HarperCollins CEO a publishing industry rock star

When Jane Friedman walked into the Rainbow Room in New York recently, all eyes turned to record her arrival. The HarperCollins president-CEO wasn’t the only high-profile exec in attendance; the room was filled with some of the biggest names from politics, film and television who had gathered to hear political gurus Henry Kissinger, Brent Scowcroft and Zbigniew Brzezinski discuss foreign policy. But everyone wanted to greet Friedman, considered a publishing industry rock star — even Kissinger made a beeline for Friedman when he spotted her.

By anyone’s standards, Friedman’s past 10 years at the HarperCollins helm have been impressive: Revenues in the 2006-07 fiscal year topped $1.32 billion, and profits reached $167 million.

Though she’s quick to point out that the acquisition of Morrow Avon added significantly to the bottom line and “that skews the financials results,” Friedman adds: “We’re going to do very well this year, so I’m pleased with the job everyone has done here.”

The publisher also has struck deals with sister outfits Fox Television and Fox Atomic to develop programming based on HC titles. “From Jane all the way down, there is a culture of straight-shooting at Harper,” says Scott Hoffman, managing member of Folio Literary Management, whose firm recently secured a $1.2┬ámillion deal from Harper for author Garth Stein. “They tell you the way it is, what they can pay — they’re always willing to pay competitive prices — and what they’re going to do. … They really take care of their authors.”

Friedman says when signing new authors, she trusts her “publishing gut” and listens to “how an editor feels about the author.” Although Friedman’s gut for 39 years has been spot on, this year hasn’t been without controversy, namely the high-profile firing of Judith Regan, the head of HC imprint Regan Books and whose book and TV deal with O.J. Simpson pointed a hot spotlight on Friedman and News Corp. chief Rupert Murdoch. Raise the issue, and Friedman’s smile fades. “I plead the Fifth,” she says, adding, “It was an unfortunate situation that I’ve never discussed publicly. It’s such ancient history at this point.”

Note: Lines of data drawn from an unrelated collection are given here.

PR #89053, opened 2021-09-17
refactor: VecDeques IntoIter fields to private

DeveloperC286:
Made the fields of VecDeque's IntoIter private by creating a IntoIter::from(...) function to create a new instance of IntoIter and migrating usage to use IntoIter::from(...).

### DIFF
--- a/library/alloc/src/collections/vec_deque/into_iter.rs
+++ b/library/alloc/src/collections/vec_deque/into_iter.rs
@@ -17,7 +17,13 @@ pub struct IntoIter<
     T,
     #[unstable(feature = "allocator_api", issue = "32838")] A: Allocator = Global,
 > {
-    pub(crate) inner: VecDeque<T, A>,
+    inner: VecDeque<T, A>,
+}
+
+impl<T, A: Allocator> IntoIter<T, A> {
+    pub(super) fn new(inner: VecDeque<T, A>) -> Self {
+        IntoIter { inner }
+    }
 }
 
 #[stable(feature = "collection_debug", since = "1.17.0")]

Vocation: “Working mother”

Recent breakthrough: C.S. Lewis’ “Chronicles of Narnia” added $100 million to HC coffers.

Role model: “I think Rupert Murdoch is just a genius. I have learned so much from watching him. He knows my business inside and out. And (former GE CEO) Jack Welch. Though I don’t always agree with them both.”

Career mantra: “Good publishing is good business.”

What’s next: “Leading the digitizing of HC titles.”